** Opening EXTRACTED RECORDS block **

PR #621, opened 2017-01-28
Set Reserver Priority To Low

TafThorne:
Reservers are cheaper to build than many pioneers or remote miners.  This can lead to remote rooms that are being exploited or mined getting filled with reservers who do not generate revenue, rather that creeps or do.  Get some cash first, then worry about the chance of getting more cash.  

Reservers are cheaper than some haulers and workers too.  If they are on the medium priority queue then the reserver might get generated first.  This could be very bad as a main room without any workers or haulers can quickly grind to a halt.  

This change makes the generation or reservers a low priority spawn, as already happens for claimers.  

This may go some way to addressing #614 Must Always Be Able To Build A Worker With 200 Energy; where it seems that sometimes a new worker is never generated.  It might help reduce the chances of a level 6 room collapse too as #525 documented for two rooms.  The exact causes of that are unknown though.

### DIFF
--- a/task.reserve.js
+++ b/task.reserve.js
@@ -6,7 +6,8 @@ mod.creep = {
         fixedBody: [CLAIM, CLAIM, MOVE, MOVE],
         multiBody: [],
         name: "reserver", 
-        behaviour: "claimer"
+        behaviour: "claimer",
+        queue: "Low"
     },
 };
 // hook into events


TafThorne:
I am going to try running with this code change for a while and see if it helps prevent: 

- Level 6 room collapse
- No replacement workers getting spawned

Dasku:
I think this may be a good change for say RCL1-3 (maybe 4 too), but once you have mining working and rooms set, you really need the medium reserver queue bump to make sure it stays reserved or you lose 1/.2 your available energy from that room.

TafThorne:
Looks like this did not fix the issue.  I have had another stuck room develop today 
image

Seems that a large worker destined to be a pioneer might be stuck in the pipeline.

TafThorne:
Have twice as much energy in the remote rooms is no help when you have 0
miners,haulers or privateers though and that is what is happening. This is
at level 5, 6 and 7.

TafThorne:
Also a room should _never_ build a claimer when it does not have at least 1 worker, 1 hauler and 1 miner in it.  I would also be happy with either 2 workers or 2 haulers and 2 miners.  Basically anything that means a room has a guaranteed energy supply when 1 creep dies and no replacment is forthcoming.  

Over in #614 I just documented a replay where the only creep in a room is a small worker.  Instead of spawning any miners, haulers or workers to rebuild the room the next thing out of the spawn was a claimer for a remote exploit.  Then the sole worker in the room expired and no further creeps were ever generated.

Dasku:
Seems now everything is queue based, this is becoming an issue for a few people,

pandabear41:
Default queue is low. 
This isn't the real problem. There is an issue with the auto room collapse.

TafThorne:
@pandabear41 It is the problem with exploiting remote rooms.  You get many more claimers/reservers than you do privateers.  That costs you a lot of energy for no return on investment.  If the privateers were getting spawned first you would get energy in which could then be spent on reservers to make it so you got more energy in.

TafThorne:
I agree that there is a seperate issue caused by some combination of factors that makes some rooms very prone to collapse.  There is also an issue where collapsed rooms will not auto recover either.  Ensuring claimers/reservers get spawned after the privateers (or miners and haulers) for a remote room may help both those issues or it may not.

karlthepagan:
I have started working on another way to rebalance this: only build reservers for remote mines when their carrying capacity is over 50%.

Another part of this change is that you will use multiple flags to override that decision: green/brown to mine and default reserving; green/grey to always try to reserve.

karlthepagan:
Is this resolved by #668?

TafThorne:
Honestly Karl it is very hard for me to even know whether I have pulled the patch into my running code, let alone test the fis at present.  You ask if an issue fixes something mentioned in this pull request.  I can see that issue had two commits that were merged 6 days ago but when you look at the changes themselves they say they only existed two days ago.   I probably pulled code in the last 6 days but not in the past 2.  So what do I have:
```
~/screeps/ocs-package/ocs.public$ git describe --tags
stable-2017-1-13-114-gdd15d65
```
So when did commit gdd15d65 happen?  Oh Git Hub does not look those up does it only the long version.  Fine dd15d65e6272494ca22b688fe1f3f81bea9bf3de happened on Jan 30th so I did not pull in the past two weeks.  

I will pull now and see what results I get over the course of the day.

TafThorne:
Oh crud.  It is the magic package things causing the lag.  Is it safe for me to manually pull the sub-modules instead?  Well we can see what happens.  `git pull` performed on both ocs.public and ocs.internal and then a `grunt deploy`.  

I can see there are a few reservers sat in exploited rooms without an mining right this second so we can see if things improve.  Hang on a moment.  Despite there being a bunch of new branch notes when I did the pull it seems I am still on the same revision as before.  

Well now I am lost.  Eyeballing the top level directory did not reveal anything obvious about a revision number being fixed.  Looking at the package repository history does not reveal some magic file change to move on the revisions either.  

I will be back after I learn more about sub-modules, grunt or GitHub.  Whitched pile of magic it that is keeping me on old code.

karlthepagan:
Let us know how reservers are behaving in the current dev branch @TafThorne .

TafThorne:
I have been running with a88e856b7cfdce308019114f6f0fb499b84ebd17 and I was working around the issues addressed by #809 I think (but cannot be certain) that the claimers were still getting spawned before any privateers (or is it pioneers I forget right now).  That may have changed in the past coupe of weeks since that changeset though.

karlthepagan:
Ok, I understand the use-case. I think that it is reasonable to restrict reservers to the low-priority queue if the privateers are the ones triggering this claim request.

karlthepagan:
If #1103 satisfies this need please close.

karlthepagan:
Implemented in #1103. Please reopen if this is not sufficient.

PR #625, opened 2017-01-28
Add Memory Stats for Grafana Tracking

Spedwards:


parameter.js
```diff
@@ -6,6 +6,7 @@ let mod = {
     SAY_PUBLIC: true, // creeps talk public
     DEBUG: true, // gimme some more details, use false not undefined to unset
     TRACE: false, // use Memory.debugTrace for low-level information
+    GRAFANA: true, // track for Grafana data
```
karlthepagan: :+1:

Perhaps default to false for a stable upgrade path.

main.js
```diff
@@ -130,7 +130,8 @@ global.install = () => {
         FlagDir: load("flagDir"),
         Task: load("task"),
         Tower: load("tower"),
-        Events: load('events')
+        Events: load('events'),
+        Grafana: load('grafana'),
```
karlthepagan: `GRAFANA && load(...`

karlthepagan:
Some of these are redundant with analyze, but that's a premature optimization.

Spedwards:
Added an interval to Grafana tracking. It was pointed out that as your GCL gets higher, this could be expensive to run.

pandabear41:
Do you really need an interval? Grafana should monitor on every tick and uses less than 0.1 CPU. 
Also for those players Grafana challenged, you should put a setup guide or a link to one in our wiki. I know that we will get some issues opened up for people confused about it or not able to get it working.

Spedwards:
@pandabear41 Someone pointed out that people with a lot of rooms will have more CPU used. And it also depends on what you're gathering.

Screepspl.us only fetches data once every 15 seconds, so having it run every tick is pointless. It should be no less than 3 ticks.

pandabear41:
Yeah true. 
I don't use screepspl, but my own Grafana setup so I like the many data points.
Plus I could always set it to 1 anyways.

Issue #428, opened 2017-01-06
Allow Miners and Haulers to Spawn at RCL 2


torin555:
For this recent respawn I tried changing the spawn requirements of miners and haulers to RCL 2 instead of 3 and it's working much better. It allows for a constant supply of energy for the workers instead of making them mine it themselves. 

It's also brought to light the fact that using miners and haulers at RCL 2, you can spawn way more workers and get to RCL 4 much faster, since all that energy would just go to waste otherwise.

cyberblast:
Sounds good :) 👍

whardeman:
I love this. I've actually forced this through myself at times when I felt relying on tiny workers was going far to slowly. I'm still trying to expand as rapidly as possible (about to hit GCL 5), so I want the most fastest and most efficient RCL increase I can get as I move into more crowded territory.

Is there any active work being done for this change? What are the factors to be considered for making the change fit any room setup? Here's what I came up with...

- For haulers: source proximity (closer implies fewer required haulers) seems to be a key factor in spawning most efficient number. This includes
  - sources to Spawn
  - sources to Controller, and
  - sources to one another 
- For miners, always spawn 1/source, but respawn timing for soon-to-expire miners needs to take into account source proximity to Spawn.

cyberblast:
> respawn timing for soon-to-expire miners needs to take into account source proximity to Spawn.

Yes there has been a recent change to improve that calculation. 
https://github.com/ScreepsOCS/screeps.behaviour-action-pattern/blob/dev/creep.behaviour.miner.js#L75

chobobobo:
I'm a bit new to forks and pull requests, but I've forked the repo and this is the first change I will start working on.  Getting miners & haulers to start working is simple, I also plan to allow workers to continue mining a source as long as the miner has < 5 work parts so that we fully utilize the source [#545](https://github.com/ScreepsOCS/screeps.behaviour-action-pattern/issues/545) should provide us with more dynamic worker populations.

karlthepagan:
I have a work in progress idea for this that you're welcome to take over @chobobobo !

https://github.com/ScreepsOCS/screeps.behaviour-action-pattern/tree/feature/lowMiner

chobobobo:
@karlthepagan ok, sounds good, so I should switch to that branch in my own fork, finish it and then submit a pull request right?

karlthepagan:
sounds good! you can PR from your own repo until you get promoted into the org.

[...]

PR #629, opened 2017-01-29
Feature/low miner

chobobobo:
Code to enable miners, haulers and upgraders at low RCL to speed up initial founding.


chobobobo:
For some reason, when I rebased on my own fork, it seems to have committed twice?  Not sure what I did wrong there.

This satisfies https://github.com/ScreepsOCS/screeps.behaviour-action-pattern/issues/428

Issue #565, opened 2017-01-19
saveContainer bug


pandabear41:
When a container is near a source and a controller it will be assigned to both. Creeps will get stuck in a loop of filling and emptying the container. Since controller containers need to be filled and source containers need to be emptied. This happens in one of my brother's rooms since the controller and source are close to each other. 

http://screeps.com/s/JDHtTe

cyberblast:
That's strange. Those containers got some special care and it worked already. Did he change something? 
I don't have such a container anymore currently. Maybe something broke...

pandabear41:
It is because the the controller, source, mineral flags on the memory of a container can be enabled all at once. So in my case
container.controller = true and container.source = true

cyberblast:
Yes. It's called "managed" container: https://github.com/ScreepsOCS/screeps.behaviour-action-pattern/blob/dev/room.js#L88 and gets special handling (may never contain less than MANAGED_CONTAINER_TRIGGER and not more than 1-MANAGED_CONTAINER_TRIGGER (relative)).

cyberblast:
does anybody else has a "managed" container (in range of source & controller)?

ESchuderer:
I have the same problem in one of my rooms, but being lazy just decreased the range where controllers look for containers to 2 fields.

karlthepagan:
I have had to avoid this in 2 of my rooms lately.

cyberblast:
this worked like charm for a long time. we should find out what the reason may be. 
Unfortunately I don't have any managed container anymore. Maybe someone else can debug it...

whardeman:
Is this resolved by #633? Can it be closed?

PR #633, opened 2017-01-29
fix managed container charging/uncharging

cyberblast:
#565


cyberblast:
hmm, no, there are some other sings contained :/ going to clean that up

PR #634, opened 2017-01-29
implementing unpave to remove a drawing

cyberblast:


global.js
```diff
@@ -303,8 +303,17 @@ mod.pave = function(roomName){
     let remove = flag => flag.remove();
     flags.forEach(remove);
 };
-// TODO: remove a pavement
-mod.unpave = function(roomname){};
+mod.unpave = function(roomname){
+    if( !Memory.pavementArt || !Memory.pavementArt[roomname] ) return false;
+    let room = Game.rooms[roomname];
+    if( !room ) return false;
+    let unpaved = structure => Memory.pavementArt[roomname].indexOf('x'+structure.pos.x+'y'+structure.pos.y+'x') >= 0;
```
karlthepagan: Here's a regex to prevent missing the final coord: `/'x'+x+'y'+y+'(?!\d)'/`

cyberblast: yes, but calling `pave` will always add a trailing x. 
`Memory.pavementArt[roomName] = val + flags.map(posMap).join('')+'x';`

karlthepagan: kk, simple!

cyberblast: But thank you :) 
we can still change it somewhen..

PR #635, opened 2017-01-29
fix managed container charging/uncharging

cyberblast:


karlthepagan:
Running this code now, looks fine. I'll rebase my strategy work onto it.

** Closing EXTRACTED RECORDS block **

EXERCISE DIRECTIONS :: Copy each line from the entries above that has the word "recent" in it.

OUTPUT BELOW ::
For this recent respawn I tried changing the spawn requirements of miners and haulers to RCL 2 instead of 3 and it's working much better. It allows for a constant supply of energy for the workers instead of making them mine it themselves. 
Yes there has been a recent change to improve that calculation. 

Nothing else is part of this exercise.